The reliability of measures used in predictive modeling are an important contributor to the overall accuracy of the model. The inclusion and exclusion of data in training datasets is an important consideration for researhers and practioners. The impact of disagreement, or uncertain scores on the accuracy of predictive models will vary depending on the data available. To assist practioners in estimatin the impact of uncertain scores on the accuracy of predictive models, an R Shiny (Chang et al, 2019) application was developed (Figure 3).2 This application simulates many datasets using the parameters specified by the user providing model accuracy estimates using all and agreement data.
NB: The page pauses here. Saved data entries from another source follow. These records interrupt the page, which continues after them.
PR #124, opened 2020-08-13
Use correct defaults in startSpan convenience

slashmo:
They were documented correctly but used the wrong defaults.


ktoso (commented):
Late LGTM

PR #128, opened 2020-08-17
Downgrade to Swift 5.0

slashmo:
Adds support for Swift 5.0 & Swift 5.1 which is necessary for being integrated by other libraries that still support these versions. The CI now executes tests in parallel on 5.0.3, 5.1, and 5.2.


Package.swift
```diff
@@ -73,22 +72,22 @@ let package = Package(
...
+                "OpenTelemetryInstrumentationSupport",
             ]
         ),
 
         // ==== --------------------------------------------------------------------------------------------------------
         // MARK: Performance / Benchmarks
 
         .target(
-            name: "Benchmarks",
+            name: "TracingBenchmarks",
```
slashmo, line 83: Renamed both `Benchmarks` & `SwiftBenchmarkTools` to avoid clashing with the ones defined in `swift-baggage-context`.

ktoso: Good, we should do a similar boring prefix rename in there as well I guess 👍

Package.swift
```diff
@@ -37,23 +36,23 @@ let package = Package(
         .target(
             name: "TracingInstrumentation",
             dependencies: [
-                "Instrumentation"
+                "Instrumentation",
```
ktoso, line 39: thx :)

Package.swift
slashmo: Agreed, let's rename them to `BaggageBenchmarks` & `BaggageBenchmarkTools`. WDYT?

Sources/TracingInstrumentation/Span.swift
```diff
@@ -190,9 +192,11 @@ public enum SpanAttribute: Equatable {
     case array([SpanAttribute])
     case stringConvertible(CustomStringConvertible)
 
+    #if compiler(>=5.2)
     /// This is a "magic value" that is used to enable the KeyPath based accessors to specific attributes.
     /// This value will never be stored or returned, and any attempt of doing so would WILL crash your application.
     case __namespace
+    #endif
```
ktoso: not sure we should do this about the enum case; keep it in, even if we dont use it.

Also, we should see if we can remove this __namespace -- it's a bit of a hack.
Can you make a ticket for it? "See if we can remove the case __namespace in attributes"?

Sources/TracingInstrumentation/Span.swift
```diff
@@ -353,7 +363,33 @@ public struct SpanAttributes: Equatable {
         where Namespace: SpanAttributeNamespace {
         SpanAttribute.__namespace[keyPath: dynamicMember]
     }
+}
+#else
```
ktoso: why the entire type? can we not #if only the "offending" subscript?

Tests/TracingInstrumentationTests/SpanTests.swift
```diff
@@ -128,9 +129,11 @@ final class SpanTests: XCTestCase {
         XCTAssertEqual(attributes.name, SpanAttribute.string("kappa"))
         XCTAssertEqual(attributes.name, "kappa")
         XCTAssertEqual(attributes.sampleHttp.statusCode, 200)
+        #endif
```
ktoso, line 133:
```
#else 
print some info about shy this is skipped?
#endif
```

Tests/TracingInstrumentationTests/SpanTests.swift
```diff
@@ -175,13 +179,19 @@ final class SpanTests: XCTestCase {
             onEnd: { _ in }
         )
 
+        #if compiler(>=5.2)
         var attributes = SpanAttributes()
         attributes.sampleHttp.statusCode = 418
+        #else
+        let attributes = SpanAttributes()
```
ktoso: the corresponding not typesafe fancy version here?

```
attributes["http.status_code"] = .int(418)
```

would it be?

UseCases/Package.swift
```diff
@@ -10,38 +10,37 @@ let package = Package(
...
+            "NIO",
+            "Baggage",
+            "BaggageLogging",
         ]),
         .target(name: "InstrumentsAppTracing", dependencies: [
-            .product(name: "Instrumentation", package: "gsoc-swift-tracing"),
-            .product(name: "TracingInstrumentation", package: "gsoc-swift-tracing"),
+            "Instrumentation",
+            "TracingInstrumentation",
         ]),
```
ktoso, line 44: looks good

scripts/sanity.sh
```diff
@@ -15,6 +15,18 @@
...
+ruby "$here/../scripts/generate_linux_tests.rb" > /dev/null
+SECOND_OUT="$(git status --porcelain)"
+if [[ "$FIRST_OUT" != "$SECOND_OUT" ]]; then
+  printf "\033[0;31mmissing changes!\033[0m\n"
+  git --no-pager diff
+  exit 1
+else
+  printf "\033[0;32mokay.\033[0m\n"
+fi
+
```
ktoso, line 29: good thanks!

ktoso (commented):
Some comments in-line, shaping up well. 

We should also document this tradeoff but perhaps we can do a big documentation day one day soon... we should write up a "pitch" and overall design info in README -- we can do that as one big task soon

Package.swift
ktoso: Sounds good

slashmo: https://github.com/slashmo/gsoc-swift-baggage-context/pull/21

Sources/TracingInstrumentation/Span.swift
slashmo: https://github.com/slashmo/gsoc-swift-tracing/issues/129

slashmo: I left this out on purpose because it's not being used anywhere but the 5.2 "magic". What would be the benefit of leaving it in for < 5.2?

Tests/TracingInstrumentationTests/SpanTests.swift
slashmo: What do you mean by "print"? Something like `#warning` or an actual runtime `print`, or simply a comment?

Sources/TracingInstrumentation/Span.swift
slashmo: It's slightly more than just the subscript. Prior to 5.2 we e.g. won't need `@dynamicMemberLookup` on `SpanAttributes`, right? Also, `subscript(_ name: String)` in the case of < 5.2 doesn't need to handle `__namespace`.

Tests/TracingInstrumentationTests/SpanTests.swift
slashmo: Added ✅

Tests/TracingInstrumentationTests/SpanTests.swift
slashmo: Added a comment for it.

slashmo:
@ktoso Feel free to *squash* this one if accepted. Had some smaller commits fixing up unit tests / CI.

Sources/TracingInstrumentation/Span.swift
ktoso: If you have a library that supports all swift versions, and they happen to switch over the attributes enum, then they'd be unable to write ONE switch implementation that works on all compiler versions without using `default` since they have to handle `__namespace` on 5.2+ and they couldn't handle it on previous versions because it's compiled out.

We should keep enums always the same across all supported compiler versions

Tests/TracingInstrumentationTests/SpanTests.swift
ktoso: I meant `print("oh oh")` to be honest :) 
In my own test suites I usually print something in yellow for such tests...

but either's fine really

ktoso:
This is LGTM once the enum __namespace is not excluded 👍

Shiny ApplicationFigure 3. Screenshot of the prediction model simulation Shiny application


Borray, A. (2017). Predicting Student Success with Big Data. EducauseReview. Retrieved from

Chang, W., Cheng, J., Allaire, J.J., Xie, Y. & McPherson, J. (2019). shiny: Web Application Framework for R. R package version 1.3.2.

Mayfield, E., & Rosé, C.P. (2014). LightSIDE: Open source machine learning. In M.D. Shermis and J. Burstein (Eds.), Handbook of Automated Essay Evaluation: Current Applications and New Directions (pp. 124-135). New York: Routledge.

Moskal, B.M., & Leydens, J.A. (2000). Scoring rubric development: Validity and reliability. Practical Assessment, Research, & Evaluation, 7(10).

R Core Team (2019). R: A language and environment for statistical computing. R Foundation for Statistical Computing, Vienna, Austria. URL

Shermis, M.D., & Hamner, B. (2012). Contrasting state-of-the-art automated scoring of essays: analysis. Paper presented at the National Council on Measurements in Education, 2012, Vancouver, BC.

Venables, W. N. & Ripley, B. D. (2002), Modern Applied Statistics with S. Fourth Edition. Springer, New York.

Appendix A: Essay Prompt and Rubric

Essay Prompt

Censorship in the Libraries

“All of us can think of a book that we hope none of our children or any other children have taken off the shelf. But if I have the right to remove that book from the shelf – that work I abhor – then you also have exactly the same right and so does everyone else. And then we have no books left on the shelf for any of us.” –Katherine Paterson, Author

Write a persuasive essay to a newspaper reflecting your vies on censorship in libraries. Do you believe that certain materials, such as books, music, movies, magazines, etc., should be removed from the shelves if they are found offensive? Support your position with convincing arguments from your own experience, observations, and/or reading.